The flood of response to The Girl in the Window defies the conventional wisdom that readers detest long stories, especially online. For decades, readership surveys have repeatedly reinforced the same gloomy message, insisting no one has time or interest in any article that can’t be absorbed within a few minutes. In recent years, as news holes have shrunk and newspapers have struggled to stay afloat, that message has been embraced with even greater certainty by newsrooms across the country. In-depth articles, seen as a luxury, are disappearing. At many newspapers, long-form narratives have become an endangered species.

Joel Achenbach, a gifted Washington Post reporter, recently explored the future of storytelling in the age of Twitter and Facebook. In a provocative Post article titled “The vestigial tale,” he interviewed everyone from novelist Jonathan Franzen to New Yorker editor David Remnick and asked them fundamental questions about why stories matter and how they can endure in “a click-and-skim world.” It was clear, Achenbach concluded, that journalists and novelists will have to become more disciplined to engage readers in “a society of scanners,” where aggregation seems to be edging out “content creation.”

“This is not a crisis, this is progress,” he wrote. “Fewer ‘jello ledes,’ quote-dumps, the whole notebook disgorged upon the page. Less overwriting by frustrated novelists. Sorry, we don’t need to read Proust’s version of the zoning hearing.”

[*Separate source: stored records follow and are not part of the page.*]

PR #1232, opened 2021-12-16
#1215 - Cascade delete RawFile when deleting Request

### LINKED ISSUE #1215: Clean up files with corresponding Request
It is currently the case that when a Request with a file parameter gets deleted, the corresponding RawFile does not get cleaned up.  The behavior should be that the RawFile is deleted anytime the request is removed, whether that be from manual deletion, the pruning process, or any other means.

### LINKED ISSUE #1216: Improve GridFS handling
When Requests get sufficiently large, they are stored in GridFS.  The handling of this right now is not especially intelligent.  A couple of observations:

* Creating a single "large" Request object results in 4 files in the GridFS store being created (see `db.fs.files.count()`).
* Deleting a Request results in only 2 of these corresponding GridFS files getting deleted.  That leaves 2 that are just sort of orphaned.

We should improve our usage of GridFS as to reduce the amount of database bloat.

scott-taubman:
Closes #1215 
Closes #1216

This PR makes two improvements to the handling of FileField fields:

* The gridfs file referenced by FileFields in the `Request` and `RawFile` models will now be properly cleaned up when the model instance itself is deleted.
* The `Request` model's save() method no longer produces or orphans a bunch of duplicate gridfs entries.

To achieve this, the following was done:

* A `request` LazyReferenceField with a CASCADE delete rule was added to the RawFile model
* The existing `Request.save()` logic was moved into a `_pre_save()` and refined to remove gridfs duplication.
* A new `_post_save()` method on the Request model was added, which updates the `request` reference field on the appropriate RawFile to point to the newly saved Request.
* A `FileFieldHandlingQuerySet` and corresponding `FileFieldHandlingQuerySetNoCache` custom QuerySet is now used by RawFile and Request to ensure that the GridFS files referenced get properly deleted.  Without this the references would be deleted, but not the actual GridFS files.

Additionally, the pruner has been updated to clean up RawFiles on the same interval as Files.

## Test Instructions
To see the changes in action:
* For ease of testing, make sure you don't have any gridfs files in your database (`db.fs.files.drop()` will do the trick).
* Task one of the commands of the `file_bytes` example plugin.
* Task some other request, ensuring that the parameters or output (or both) go over the 5MB (or hand-hacked smaller value) threshold for being stored in gridfs.
* In the database, note the value of `db.fs.files.count()`.  There should be one entry each for the `file_bytes` request as well as the parameters and/or output of the other request (so 2 or 3 depending on what your test data).
* In a python console, do a `Request.objects.all().delete()` or `Request.objects.no_cache().all().delete()`.
* In the database, check that `db.fs.files.count()` is now 0.

### DIFF
--- a/src/app/test/db/mongo/models_test.py
+++ b/src/app/test/db/mongo/models_test.py
@@ -7,7 +7,8 @@ import pytest
 from brewtils.errors import ModelValidationError, RequestStatusTransitionError
 from brewtils.schemas import RequestTemplateSchema
 from mock import Mock
-from mongoengine import NotUniqueError, ValidationError, connect
+from mongoengine import GridFSProxy, NotUniqueError, ValidationError, connect
+from mongomock.gridfs import enable_gridfs_integration
 
 import beer_garden.db.api as db
 import beer_garden.db.mongo.models
@@ -20,6 +21,7 @@ from beer_garden.db.mongo.models import (
     Instance,
     Job,
     Parameter,
+    RawFile,
     Request,
     Role,
     RoleAssignment,
@@ -27,6 +29,8 @@ from beer_garden.db.mongo.models import (
     User,
     UserToken,
 )
+
+enable_gridfs_integration()
 
 
 class TestCommand(object):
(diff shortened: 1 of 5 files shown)


src/app/test/db/mongo/models_test.py
```diff
@@ -28,6 +30,8 @@
     UserToken,
 )
 
+enable_gridfs_integration()
```
scott-taubman, line 33: Something worth noting here: there's a fundamental incompatibility when using this `enable_gridfs_integration` that is going to require us to reorganize the unit tests to get around.  With this in here, it is currently the case that:

* Running the full suite of unit tests works fine
* Running just this test file in isolation does not work
* Running tests for any class in this file in isolation **other than** TestGarden works fine.

The conclusion I came to when trying to resolve this is that `enable_gridfs_integration` establishes some mocks that could break things depending on the order in which things get imported.

This test file is too big and should be broken up anyway, so I think we split out the tests for each model into their own test file and that would solve most of this.  I'm not going to do that here though because I believe there's another branch in progress that started to do this.

scott-taubman:
Put this back in draft for now because it's looking likely that this will be combined with the work for #1216 .

scott-taubman:
Closing this PR, which is now included in #1236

“There’s endless talk in the news media about the next killer app,” Achenbach wrote. “Maybe Twitter really will change the world. Maybe the next big thing will be just an algorithm, like Google’s citation-ranking equation.” But Smith is betting there will still be a market, somehow, for what he does. Narrative isn’t merely a technique for communicating; it’s how we make sense of the world. The storytellers know this.

“They know that the story is the original killer app.”

Gary Smith, the brilliant Sports Illustrated writer whose lengthy profiles are beloved by legions of readers, predicted the well-crafted story would never die.

The phenomenal reader response to Lane DeGregory’s The Girl in the Window reminds us that long stories are not the problem. What audiences truly hate — what makes them turn the page — are poorly conceived and yawn-inducing stories of any length.
If we give readers something worth their time, they are eager to read and read and read.